Revision as of 21:34, 25 August 2013

This page provides a number of datasets grouped by application, as well as research results (papers, numerical results, output transcriptions, intermediary data, etc) corresponding to each dataset.

Automatic speech recognition

CHiME Challenge (2011)

Artificially distorted version of the small vocabulary GRID audio-visual corpus (audio only). Binaural reverberated speech with speaker situated in front of the microphones. Additive household noises impinging from different directions, see

Jon Barker, E. Vincent, N. Ma, H. Christensen, P. Green, "The PASCAL CHiME speech separation and recognition challenge", Computer Speech & Language, Volume 27, Issue 3, May 2013, Pages 621-633.

Available from Computer Speech and Language here

Corpus available here (no cost)

Resources

  • Training recipe for HTK here.

Baselines

  • See the paper above for a summary of the challenge results.


AURORA 4 (2002)

Artificially distorted version of the 5K word Wall Street Journal corpus (WSJ0). Stationary and non-stationary noises added. Second recordings with distant mismatched microphone available, see

Günter Hirsch "Experimental Framework for the Performance Evaluation of Speech Recognition Front-ends on a Large Vocabulary Task", ETSI STQ Aurora DSR Working Group, 2002.

Corpora available from ELRA here and here

Resources

  • Training recipe for HTK available here. Note that this recipe is for Wall-Street Journal (WSJ0), which is the clean speech version of AURORA4. Small changes are needed in the feature extraction scripts to account for different file terminations.

Baselines

Speaker identification and verification

Speech enhancement and separation

Other applications

Contribute a dataset

To contribute a new dataset, please

  • create an account and login
  • go to the wiki page above corresponding to your application; if it does not exist yet, you may create it
  • click on the "Edit" link at the top of the page and add a new section for your dataset (the datasets are ordered by year of collection)
  • click on the "Save page" link at the bottom of the page to save your modifications

Please make sure to provide the following information:

  • name of the dataset and year of collection
  • authors, institution, contact information
  • link to the dataset and to side resources (lexicon, language model, etc)
  • short description (nature of the data, license, etc) and link to a paper/report describing the dataset, if any
  • at least 1 research result obtained for this dataset (see below)

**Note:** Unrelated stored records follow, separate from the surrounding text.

Issue #3796, opened 2024-03-14
[Request deployment] New Hub: Jupyter Health Hub


colliand:
### The GitHub handle of the community representative

@fperez @colliand @yuvipanda

### Technical support contacts listed

- [ ] Technical contact present

### Hub important dates

- **Target Start Date:** 2024-03-31 (...or as soon as reasonably possible within 2i2c Engineering's sprint process)

### Hub Authentication Type

GitHub (e.g., @mygithubhandle)

### First Hub Administrators

- @colliand 
- @fperez 
- @maryamv
- @ryanlovett

### [GitHub Auth only] How would you like to manage your users?

Allowing members of a specific GitHub organization

### [GitHub Teams Auth only] Profile restriction based on team membership

https://github.com/jupyterhealth

### Hub logo image URL

pending

### Hub logo website URL

pending

### Hub user image GitHub repository

pending

### Hub user image tag and name

pending

### Extra features you would like to enable

- [x] Dedicated Kubernetes cluster
- [ ] Scalable Dask Cluster

### (Optional) Preferred cloud provider

AWS

### (Optional) Preferred cloud region

us-east-2 <---This was updated by @colliand on 2024-03-14.

### (Optional) Billing and Cloud account

None

### Other relevant information to the features above

Let's set this hub on its own billing account so that the project can track and assign cloud costs effectively. 

### Tasks to deploy the hub

- [ ] 1. Deploy information filled in above
- [ ] 2. Engineer who will deploy the hub is assigned
- [ ] 3. If using GitHub Orgs/Teams Auth, Engineer is given Owner rights to the org to set this up.
- [ ] 4. Initial Hub deployment PR <link to PR>
- [ ] 5. Administrators able to log on -> Hub now in steady-state

colliand:
I suggest this be deployed as a dedicated cluster. Thanks @consideRatio.

minrk:
Trying to answer some of these questions, to help me get up to speed on 2i2c process

> technical support contacts listed

Should this be @minrk and/or @ryanlovett ?

> hub logo image url

Don't have one yet, so start with default Jupyter logo?

>  hub logo website url

For now, https://github.com/jupyterhealth

> hub user image github repository

@colliand should we create a public repo on @jupyterhealth just for the user image? I assume we're at least going to install the TCP client package in there once we can get access to it.

> hub user image tag and name

let's start with `quay.io/jupyter/scipy-notebook:2024-03-14` while we wait for the user image repo.

[...]

PR #3859, opened 2024-03-27
Add Jupyter Health Hubs

yuvipanda:
Ref https://github.com/2i2c-org/infrastructure/issues/3796


config/clusters/jupyter-health/cluster.yaml
```diff
@@ -0,0 +1,28 @@
+name: jupyter-health
+provider: aws
```
consideRatio, line 2: cluster.yaml and this comment has been the goto place to figureout where a cluster is available - consistent across all current cluster.yaml files

```suggestion
provider: aws # https://2i2c.awsapps.com/start/#/
```

config/clusters/jupyter-health/common.values.yaml
```diff
@@ -0,0 +1,181 @@
...
+                runAsUser: 0
+              volumeMounts:
+                - name: home
+                  mountPath: /home/jovyan
+                  subPath: "{username}"
+                # mounted without readonly attribute here,
+                # so we can chown it appropriately
+                - name: home
+                  mountPath: /home/jovyan/shared
+                  subPath: _shared
```
consideRatio, line 82: We are already providing an init container by default to do this - aren't we?

consideRatio (commented):
I left a comment about a init_container override that I think isn't relevant to specify, but otherwise this looks great.

consideRatio:
Fixed a merge conflict

config/clusters/jupyter-health/common.values.yaml
yuvipanda: Yep! Another reason to move away from copy pasting hubs! This was leftover from copy pasting from nasa-veda

yuvipanda:
CI caught that I hadn't added the `paid_by_us` field. Thanks for working on that, @consideRatio.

We currently cannot provide storage space for large datasets. Please upload the dataset at a stable URL on the website of your institution or elsewhere and provide its URL only. If this is not possible, please contact the resources sharing working group.

Contribute a research result

To contribute a new research result, please

  • create an account and login
  • go to the wiki page and the section corresponding to the dataset for which this result was obtained
  • click on the "Edit" link on the right of the section header and add a new item for your result
  • click on the "Save page" link at the bottom of the page to save your modifications

Please make sure to provide the following information:

  • authors, paper/report title, means of publication
  • link to the pdf of the paper
  • link to derived data (output transcriptions, intermediary data, etc)

In order to save storage space, please do not upload the paper on this wiki, but link it as much as possible from your instutitutional archive, from another public archive (e.g., arxiv) or from the publisher website (e.g., ieexplore).

We currently cannot provide storage space for large datasets. Please upload the derived data at a stable URL on the website of your institution or elsewhere and provide its URL only. If this is not possible, please contact the resources sharing working group.